Published 19 November 2021

@ Hilko Visser - The Hague mayor Jan van Zanen receives the first copy of the Research Handbook on Cities and International Law from author Janne E. Nijman

On Wednesday the 17th of November, the T.M.C. Asser Instituut celebrated the publication of the Research Handbook on International Law and Cities, edited by Helmut Aust (Freie Universität Berlin) and Janne Nijman (Asser Institute). During the event, the mayor of the Hague, Jan van Zanen, received the first hard copy of the book.

The mayor spoke of the increasing importance of cities and transnational city networks in international governance, and in the tackling of global challenges such as climate change and adaptation, terrorism and security. Following the mayor’s speech, a panel of city network experts and international law scholars further discussed the seminal findings of the Research Handbook on cities and international law. The speakers were:

  • Boris Tonhauser, Executive Adviser at PLATFORMA, a network of European local and regional governments and their associations engaged in development cooperation.
  • Prof. Dr André Nollkaemper, Professor of International Law, University of Amsterdam, and the Dean of the Amsterdam Law School.
  • Prof. Dr Barbara Oomen holds a chair in the Sociology of Human Rights at Utrecht University. She leads the NWO Vici project Cities of Refuge.
  • Dr Neila Akrimi Kemperman, PhD in European Development law. Member of the VNG International board of directors.

 

I believe that if you want to be an effective local leader, you have to be regional, you have to be a European, and you have to be an international. For world peace, for care, for leaving nowhere no one behind, you need to know about each other. You cannot be a real local if you are not international. And if you are only 'international', where do you walk, - other than in some piece of land that is always local?” - The Hague Mayor Jan van Zanen
"It was great to listen to the Hague mayor, Jan van Zanen.
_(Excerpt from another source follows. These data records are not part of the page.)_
PR #135, opened 2018-10-24
Pre-process QR code text

### LINKED ISSUE #41: Remove about:reader from URL
If you open a page in reader mode, it always mangles with the url and uses the I "internally displayed" one.
I think nobody wants these URLs actually, so we could rewrite them to the "original" URL.

Depends on https://github.com/rugk/offline-qr-code/issues/61

### LINKED ISSUE #61: Introduce pre-processing of QR code text
Required for https://github.com/rugk/offline-qr-code/issues/41 and others…

Just some pre-processing of the QR code text – so some things can be changed, which is preferably, possible to disable in the settings.

linusaurusrex:
Fixes #61 and fixes #41

### DIFF
--- a/src/popup/modules/QrCreator.js
+++ b/src/popup/modules/QrCreator.js
@@ -20,8 +20,6 @@ export let qrCreatorInit;
 let initFinished = false;
 let qrCodeLib = null;
 
-let preprocessText = true;
-
 // by default everything has "been changed" (i.e. nothing has been generated yet)
 const changedValues = new Set("text", "color", "size");
 
@@ -86,9 +84,6 @@ export function setSize(size) {
  */
 function preprocess(text) {
     // check for an about:reader URL
-    if (!preprocessText) {
-        return text;
-    }
     const head = text.substring(0, 17);
     const readerUrl = "about:reader?url=";
     if (head === readerUrl) {
@@ -195,8 +190,6 @@ export function init() {
         qrCodeLib.set("qrColor", settings.qrColor);
         qrCodeLib.set("qrBackgroundColor", settings.qrBackgroundColor);
         qrCodeLib.set("qrErrorCorrection", settings.qrErrorCorrection);
-
-        preprocessText = settings.preprocessText;
 
         initFinished = true;
     });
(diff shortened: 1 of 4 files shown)


src/popup/modules/QrCreator.js
```diff
@@ -75,6 +77,27 @@ export function setSize(size) {
...
+ * @function
+ * @param {string} text 
+ * @returns {string}
+ */
+function preprocess(text) {
+    // check for an about:reader URL
+    if (!preprocessText) {
+        return text;
+    }
+    const head = text.substring(0, 17);
```
rugk: Mhh, could not you just use `startsWith` here?

src/popup/modules/QrCreator.js
```diff
@@ -88,8 +111,8 @@ export function setSize(size) {
  * @returns {void}
  */
 export function setText(text) {
-    setTextInternal(text);
-    UserInterface.setQrInputFieldText(text);
+    setTextInternal(preprocess(text));
```
rugk: I know a totally minor "optimisation", but please avoid redoing the same step (pre-processing) again and again. Do it once and use the variable for both.

src/popup/modules/QrCreator.js
```diff
@@ -75,6 +77,27 @@ export function setSize(size) {
...
 
+/**
+ * Pre-processes the text before making the QR code. Changes about:reader URLs to regular URLs.
+ * 
+ * @function
+ * @param {string} text 
+ * @returns {string}
+ */
+function preprocess(text) {
+    // check for an about:reader URL
```
rugk: The comment should be below the if block, should not it? :smile: (otherwise it would have to read "do not check for…"

rugk:
BTW you can change your PR description to "fix[es] #issue", so it [automatically closes](https://help.github.com/articles/closing-issues-via-commit-messages/) the issues when this PR is merged.

rugk:
@linusaurusrex Any answer to my questions/review?

linusaurusrex:
Sorry to respond so slowly. I don't think there needs to be an option to disable removing `about:reader`, but it may be useful to disable other pre-processing depending on what is added. It makes sense then to have add specific options later instead of one pre-processing option.

rugk:
Okay also just spotted one line to change [where to use startsWith and changed it](https://github.com/rugk/offline-qr-code/commit/8bf6e583330849980c585281d86dcfbd2f99a0de) directly when merging.

PR #2665, opened 2026-04-03
Don't wait depfiles for gcc/clang preprocessed inputs

AJIOB:
Fixes #2664

### DIFF
--- a/src/compiler/gcc.rs
+++ b/src/compiler/gcc.rs
@@ -699,23 +699,27 @@ where
         );
         profile_generate = true;
     }
-    if need_explicit_dep_target {
-        dependency_args.push(dep_flag);
-        dependency_args.push(dep_target.unwrap_or_else(|| output.clone().into_os_string()));
-    }
-    if let DepArgumentRequirePath::Missing = need_explicit_dep_argument_path {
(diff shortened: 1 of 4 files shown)


AJIOB:
Hi @sylvestre ,

Friendly ping for this PR (and anothers too, please).

I hope you have some time for it.

src/compiler/gcc.rs
```diff
@@ -699,23 +699,27 @@ where
...
-    if let Some(path) = dep_path {
-        outputs.insert(
-            "d",
-            ArtifactDescriptor {
-                path: path.clone(),
-                optional: false,
-            },
-        );
+    // If the language doesn't need preprocessing, it doesn't generate a dependency file. See issue #2664
+    if language.needs_c_preprocessing() {
```
AJIOB, line 704: Cannot do it without explicit external `if`, because clippy is not happy with `if let ... && ...` and with `if ... && let ...`

See https://github.com/rust-lang/rust/issues/53667 for more details

sylvestre:
please add integration tests for both gcc & clang
thanks

AJIOB:
Looks like freebsd error is not related to my changes.

So, the PR is ready.

@sylvestre , I've added the integration tests too

PR #2673, opened 2026-04-13
Normalize `-f*-prefix-map` args via `SCCACHE_BASEDIRS`

larseggert:
These compound flags embed absolute paths that `strip_basedirs` cannot reach via preprocessor-output normalization, causing cache misses when the same sources are built from different directories. Extract the `OLD` path component and strip basedir prefixes from it before hashing.

### DIFF
--- a/src/compiler/c.rs
+++ b/src/compiler/c.rs
@@ -27,7 +27,7 @@ use crate::dist::pkg;
 use crate::mock_command::CommandCreatorSync;
 use crate::util::{
     Digest, HashToDigest, MetadataCtimeExt, TimeMacroFinder, Timestamp, decode_path, encode_path,
-    hash_all, strip_basedirs,
+    hash_all, normalize_prefix_map_arg, strip_basedirs,
 };
 use async_trait::async_trait;
 use fs_err as fs;
@@ -1566,7 +1566,7 @@ impl<'a> HashKeyParams<'a> {
         m.update(CACHE_VERSION);
         m.update(self.language.as_str().as_bytes());
         for arg in self.arguments {
-            arg.hash(&mut HashToDigest { digest: &mut m });
+            normalize_prefix_map_arg(arg, self.basedirs).hash(&mut HashToDigest { digest: &mut m });
         }
         for hash in self.extra_hashes {
             m.update(hash.as_bytes());
--- a/src/util.rs
+++ b/src/util.rs
@@ -1109,6 +1109,45 @@ pub fn strip_basedirs<'a>(preprocessor_output: &'a [u8], basedirs: &[Vec<u8>]) -
     Cow::Owned(result)
 }
 
+const PREFIX_MAP_FLAGS: &[&[u8]] = &[
+    b"-fdebug-prefix-map=",
+    b"-fmacro-prefix-map=",
+    b"-ffile-prefix-map=",
+];
+
+/// Normalize a `-f{debug,macro,file}-prefix-map=OLD=NEW` compiler argument for cache key
+/// computation by stripping basedir prefixes from the OLD path component.
+///
+/// These flags embed absolute source or object directory paths. Because they are compound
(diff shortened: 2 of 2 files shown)


sylvestre:
@copilot resolve the merge conflicts in this pull request

experimenting!

src/compiler/c.rs
```diff
@@ -1566,7 +1566,7 @@ impl<'a> HashKeyParams<'a> {
         m.update(CACHE_VERSION);
         m.update(self.language.as_str().as_bytes());
         for arg in self.arguments {
-            arg.hash(&mut HashToDigest { digest: &mut m });
+            normalize_prefix_map_arg(arg, self.basedirs).hash(&mut HashToDigest { digest: &mut m });
```
sylvestre, line 1569: preprocessor_cache_entry_hash_key() still hashes the raw args, so in preprocessor cache mode we keep missing. please handle both (and dedup).

src/util.rs
```diff
@@ -1154,6 +1154,45 @@ pub fn strip_basedirs<'a>(preprocessor_output: &'a [u8], basedirs: &[Vec<u8>]) -
     Cow::Owned(result)
 }
 
+const PREFIX_MAP_FLAGS: &[&[u8]] = &[
```
sylvestre, line 1157: what about -fcoverage-prefix-map= and -fprofile-prefix-map=?

src/util.rs
```diff
@@ -1154,6 +1154,45 @@ pub fn strip_basedirs<'a>(preprocessor_output: &'a [u8], basedirs: &[Vec<u8>]) -
...
+    b"-fdebug-prefix-map=",
+    b"-fmacro-prefix-map=",
+    b"-ffile-prefix-map=",
+];
+
+/// Normalize a `-f{debug,macro,file}-prefix-map=OLD=NEW` compiler argument for cache key
```
sylvestre, line 1163: nobody will read a 10 lines doc comment :) 2 lines is enough

src/util.rs
```diff
@@ -1154,6 +1154,45 @@ pub fn strip_basedirs<'a>(preprocessor_output: &'a [u8], basedirs: &[Vec<u8>]) -
...
+///
+/// Returns `Cow::Owned` with the normalized argument if a basedir was stripped, or
+/// `Cow::Borrowed` of the original if the argument was not a prefix-map flag or no basedir matched.
+pub fn normalize_prefix_map_arg<'a>(arg: &'a OsStr, basedirs: &[Vec<u8>]) -> Cow<'a, OsStr> {
+    fn try_normalize(bytes: &[u8], basedirs: &[Vec<u8>]) -> Option<Vec<u8>> {
+        let (flag, rest) = PREFIX_MAP_FLAGS
+            .iter()
+            .find_map(|&flag| Some((flag, bytes.strip_prefix(flag)?)))?;
+        // Format is OLD=NEW; split on the first '='
+        let sep = rest.iter().position(|&b| b == b'=')?;
```
sylvestre, line 1179: what if OLD contains a '='? gcc splits on the last one iirc

src/util.rs
```diff
@@ -1154,6 +1154,45 @@ pub fn strip_basedirs<'a>(preprocessor_output: &'a [u8], basedirs: &[Vec<u8>]) -
...
+        let old = &rest[..sep];
+        // Strip the longest matching basedir prefix from OLD
+        let stripped_old = basedirs
+            .iter()
+            .filter(|dir| old.starts_with(dir.as_slice()))
```
sylvestre, line 1184: on windows basedirs are lowercased and slash-normalized (config.rs) while the arg isn't, so this never matches - strip_basedirs normalizes the haystack first, could you do the same here?

src/util.rs
```diff
@@ -1670,6 +1710,41 @@ mod tests {
         );
```
sylvestre, line 1710: please add a test in c.rs that two identical builds from different dirs give the same hash key — that's the actual bug here.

He is heavily involved in global and regional city networks, such as  United Cities and Local Governments, and is living the growing role of cities and their networks in international law and global governance. His observations testified moreover to the good timing of the handbook’s publication. Cities are actively engaging with international law and reshaping the global governance landscape. This has also been confirmed earlier this Fall, when UNSG Gutteres presented his report Our Common Agenda in which he called for a stronger involvement of cities in ‘a more networked and inclusive multilateral system’. Thanks to our authors, the handbook makes this growing role of cities visible and examines closely the implications for international law. The panelists provided excellent observations from different angles and pointed to how cities and their networks, by their engagement with international law, are reshaping both urban and global governance." - Janne Nijman (Asser Institute)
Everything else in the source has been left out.